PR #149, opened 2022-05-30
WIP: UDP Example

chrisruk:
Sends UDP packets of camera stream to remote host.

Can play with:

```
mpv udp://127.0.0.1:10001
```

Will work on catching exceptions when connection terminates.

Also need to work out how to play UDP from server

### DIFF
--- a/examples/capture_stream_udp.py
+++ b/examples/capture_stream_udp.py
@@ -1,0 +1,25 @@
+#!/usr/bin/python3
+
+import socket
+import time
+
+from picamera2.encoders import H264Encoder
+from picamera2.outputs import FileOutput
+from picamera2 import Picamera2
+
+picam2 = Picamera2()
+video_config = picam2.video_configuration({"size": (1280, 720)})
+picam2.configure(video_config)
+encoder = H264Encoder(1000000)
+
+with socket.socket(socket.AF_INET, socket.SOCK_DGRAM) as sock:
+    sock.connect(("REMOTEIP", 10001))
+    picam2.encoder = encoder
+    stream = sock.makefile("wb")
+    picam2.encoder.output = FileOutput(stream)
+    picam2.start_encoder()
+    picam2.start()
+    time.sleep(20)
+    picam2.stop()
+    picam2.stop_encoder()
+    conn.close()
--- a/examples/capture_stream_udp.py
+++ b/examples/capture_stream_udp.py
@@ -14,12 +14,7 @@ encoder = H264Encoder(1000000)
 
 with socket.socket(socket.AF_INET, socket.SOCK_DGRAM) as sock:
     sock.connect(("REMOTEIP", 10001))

+++++

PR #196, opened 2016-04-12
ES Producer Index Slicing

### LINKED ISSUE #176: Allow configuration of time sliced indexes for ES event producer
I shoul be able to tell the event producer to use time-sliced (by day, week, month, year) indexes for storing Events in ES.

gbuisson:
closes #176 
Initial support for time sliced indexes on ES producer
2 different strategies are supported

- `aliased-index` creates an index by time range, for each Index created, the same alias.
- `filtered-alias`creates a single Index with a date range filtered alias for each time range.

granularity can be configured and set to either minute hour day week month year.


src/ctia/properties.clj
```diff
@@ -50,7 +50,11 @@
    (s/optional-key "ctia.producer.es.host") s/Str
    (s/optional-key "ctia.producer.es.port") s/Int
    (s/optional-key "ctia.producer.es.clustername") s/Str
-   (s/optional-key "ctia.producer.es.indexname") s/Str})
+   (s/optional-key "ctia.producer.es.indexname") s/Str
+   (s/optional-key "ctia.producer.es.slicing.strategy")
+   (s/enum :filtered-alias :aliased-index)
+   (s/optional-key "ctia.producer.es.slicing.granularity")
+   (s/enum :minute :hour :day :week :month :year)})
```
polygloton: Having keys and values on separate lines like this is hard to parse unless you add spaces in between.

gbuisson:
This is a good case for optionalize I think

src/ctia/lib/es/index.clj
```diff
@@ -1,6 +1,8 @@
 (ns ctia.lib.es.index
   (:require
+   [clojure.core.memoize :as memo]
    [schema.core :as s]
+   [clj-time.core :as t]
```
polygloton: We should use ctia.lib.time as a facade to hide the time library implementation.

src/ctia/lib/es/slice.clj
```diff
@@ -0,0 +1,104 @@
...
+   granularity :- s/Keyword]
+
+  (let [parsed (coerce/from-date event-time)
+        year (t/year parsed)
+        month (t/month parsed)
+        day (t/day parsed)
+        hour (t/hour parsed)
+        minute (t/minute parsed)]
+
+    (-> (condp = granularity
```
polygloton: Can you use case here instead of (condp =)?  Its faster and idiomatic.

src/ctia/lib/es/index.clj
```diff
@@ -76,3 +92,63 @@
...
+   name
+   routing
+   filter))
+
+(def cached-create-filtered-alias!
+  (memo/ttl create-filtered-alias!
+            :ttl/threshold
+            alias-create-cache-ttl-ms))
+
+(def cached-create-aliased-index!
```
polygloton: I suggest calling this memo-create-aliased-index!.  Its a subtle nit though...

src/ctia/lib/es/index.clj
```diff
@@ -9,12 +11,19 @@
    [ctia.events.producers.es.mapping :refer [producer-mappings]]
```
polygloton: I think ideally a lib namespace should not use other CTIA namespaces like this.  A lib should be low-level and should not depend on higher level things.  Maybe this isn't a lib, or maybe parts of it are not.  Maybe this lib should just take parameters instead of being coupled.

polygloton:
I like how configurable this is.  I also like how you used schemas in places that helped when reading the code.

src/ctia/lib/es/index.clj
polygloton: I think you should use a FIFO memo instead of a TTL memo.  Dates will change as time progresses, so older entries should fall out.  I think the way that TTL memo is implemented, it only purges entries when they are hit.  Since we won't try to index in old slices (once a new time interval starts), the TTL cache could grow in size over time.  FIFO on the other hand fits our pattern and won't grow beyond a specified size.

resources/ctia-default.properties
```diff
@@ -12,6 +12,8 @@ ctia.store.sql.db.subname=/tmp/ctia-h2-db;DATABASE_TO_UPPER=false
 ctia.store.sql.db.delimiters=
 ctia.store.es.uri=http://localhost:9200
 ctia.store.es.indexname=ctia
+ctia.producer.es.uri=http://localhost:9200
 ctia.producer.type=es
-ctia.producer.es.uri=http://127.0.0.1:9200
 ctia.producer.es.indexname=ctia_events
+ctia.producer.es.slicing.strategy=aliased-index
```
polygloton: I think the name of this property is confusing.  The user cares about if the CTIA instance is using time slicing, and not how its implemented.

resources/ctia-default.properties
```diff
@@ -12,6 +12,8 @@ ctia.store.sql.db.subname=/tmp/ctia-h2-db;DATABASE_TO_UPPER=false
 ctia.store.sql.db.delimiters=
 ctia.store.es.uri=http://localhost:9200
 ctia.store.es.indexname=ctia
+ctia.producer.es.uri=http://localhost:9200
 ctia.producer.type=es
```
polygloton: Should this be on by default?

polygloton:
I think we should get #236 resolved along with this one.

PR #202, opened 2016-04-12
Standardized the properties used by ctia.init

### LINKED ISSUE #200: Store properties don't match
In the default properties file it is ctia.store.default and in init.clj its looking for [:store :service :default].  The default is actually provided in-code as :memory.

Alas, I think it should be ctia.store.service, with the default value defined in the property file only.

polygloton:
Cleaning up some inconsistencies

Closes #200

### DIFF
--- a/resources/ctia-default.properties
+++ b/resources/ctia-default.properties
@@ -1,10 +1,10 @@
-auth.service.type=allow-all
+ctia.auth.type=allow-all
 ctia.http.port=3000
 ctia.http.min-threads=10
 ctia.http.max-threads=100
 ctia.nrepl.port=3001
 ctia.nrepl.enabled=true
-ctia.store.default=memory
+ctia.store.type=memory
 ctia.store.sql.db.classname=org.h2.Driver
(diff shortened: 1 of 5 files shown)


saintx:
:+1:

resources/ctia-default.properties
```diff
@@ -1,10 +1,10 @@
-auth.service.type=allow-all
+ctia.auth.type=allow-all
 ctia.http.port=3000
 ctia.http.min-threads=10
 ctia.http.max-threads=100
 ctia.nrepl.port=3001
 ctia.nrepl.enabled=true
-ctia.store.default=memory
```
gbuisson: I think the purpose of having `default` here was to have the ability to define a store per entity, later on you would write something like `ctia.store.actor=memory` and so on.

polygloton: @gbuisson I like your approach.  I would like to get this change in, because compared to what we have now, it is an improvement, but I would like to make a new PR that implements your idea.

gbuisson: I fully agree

+++++

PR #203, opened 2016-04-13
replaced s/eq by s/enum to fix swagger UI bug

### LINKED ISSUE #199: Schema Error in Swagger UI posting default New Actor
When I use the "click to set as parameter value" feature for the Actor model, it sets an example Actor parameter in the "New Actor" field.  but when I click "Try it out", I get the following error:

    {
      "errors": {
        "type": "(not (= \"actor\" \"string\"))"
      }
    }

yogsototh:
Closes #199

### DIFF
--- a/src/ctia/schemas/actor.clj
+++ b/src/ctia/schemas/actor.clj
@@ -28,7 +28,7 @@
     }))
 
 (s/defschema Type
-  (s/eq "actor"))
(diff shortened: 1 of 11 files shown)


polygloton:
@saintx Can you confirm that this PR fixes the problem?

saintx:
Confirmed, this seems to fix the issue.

+++++

### TASK TO COMPLETE
Scan the material for the word "minute". Return every line where it is found.

### SOLUTION FOR THIS EXERCISE
granularity can be configured and set to either minute hour day week month year.
+   (s/enum :minute :hour :day :week :month :year)})
+        minute (t/minute parsed)]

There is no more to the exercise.